→ **What you should do**:
Go through the records and copy each line where the word "aeisenberg" occurs.

==*==

PR #360, opened 2020-05-12
Add format and lint on commit

aeisenberg:
This PR adds husky to the project. This will force linting and formatting to run on each commit.

### DIFF
--- a/extensions/ql-vscode/package.json
+++ b/extensions/ql-vscode/package.json
@@ -465,7 +465,8 @@
     "update-vscode": "node ./node_modules/vscode/bin/install",
     "postinstall": "node ./node_modules/vscode/bin/install",
     "format": "tsfmt -r",
-    "lint": "eslint src test --ext .ts,.tsx"
+    "lint": "eslint src test --ext .ts,.tsx",
+    "lint-staged": "lint-staged"
   },
   "dependencies": {
     "child-process-promise": "^2.2.1",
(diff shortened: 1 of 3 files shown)


extensions/ql-vscode/package.json
```diff
@@ -542,6 +543,22 @@
...
+  "husky": {
+    "hooks": {
+      "pre-commit": "npm run lint-staged"
+    }
+  },
+  "lint-staged": {
+    "./**/*.{json,css,scss,md}": [
+      "prettier --write"
+    ],
+    "./**/*.{js,jsx,ts,tsx}": [
```
aeisenberg, line 559: Oops. Need to only do ts files here.

aeisenberg:
@jcreedcmu when you try this out, can you verify that the precommit hooks are installed for you automatically when you install husky. I had to run `npm rebuild` as described in [their docs](https://www.npmjs.com/package/husky#reinstall). I don't know if this is because we are in a monorepo situation.

extensions/ql-vscode/package.json
```diff
@@ -542,6 +543,23 @@
...
     "@types/proxyquire": "~1.3.28",
-    "eslint-plugin-react": "~7.19.0"
+    "eslint-plugin-react": "~7.19.0",
+    "husky": "~4.2.5",
+    "lint-staged": "~10.2.2",
+    "prettier": "~2.0.5"
+  },
+  "husky": {
+    "hooks": {
+      "pre-commit": "npm run lint-staged"
```
jcreedcmu, line 553: this seems fine for now, but I am leaving a note here that husky appears to also have `pre-push` in case this turns out to feel to slow.

aeisenberg: Yep..I'm open to that if that's the direction you want to go.

jcreedcmu:
> @jcreedcmu when you try this out, can you verify that the precommit hooks are installed for you automatically when you install husky. I had to run `npm rebuild` as described in [their docs](https://www.npmjs.com/package/husky#reinstall). I don't know if this is because we are in a monorepo situation.

Looks like it worked; I ran `rush update && rush install && rush build` and then
```
$ cat .git/hooks/pre-commit
#!/bin/sh
# husky

# Created by Husky v4.2.5 (https://github.com/typicode/husky#readme)
#   At: 5/12/2020, 1:53:35 PM
#   From: /home/jcreed/git/ql-vscode/common/temp/node_modules/.pnpm/registry.npmjs.org/husky/4.2.5/node_modules/husky (https://github.com/typicode/husky#readme)

. "$(dirname "$0")/husky.sh"
```

jcreedcmu:
Hm, but running that script doesn't actually format yet.

jcreedcmu:
Ok, the `npm rebuild` was necessary for me too. And it is a bit of a bummer that it adds 3-4s of latency per commit. But I can live with that.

==*==

→ **Solution below**:
aeisenberg:
aeisenberg, line 559: Oops. Need to only do ts files here.
aeisenberg:
aeisenberg: Yep..I'm open to that if that's the direction you want to go.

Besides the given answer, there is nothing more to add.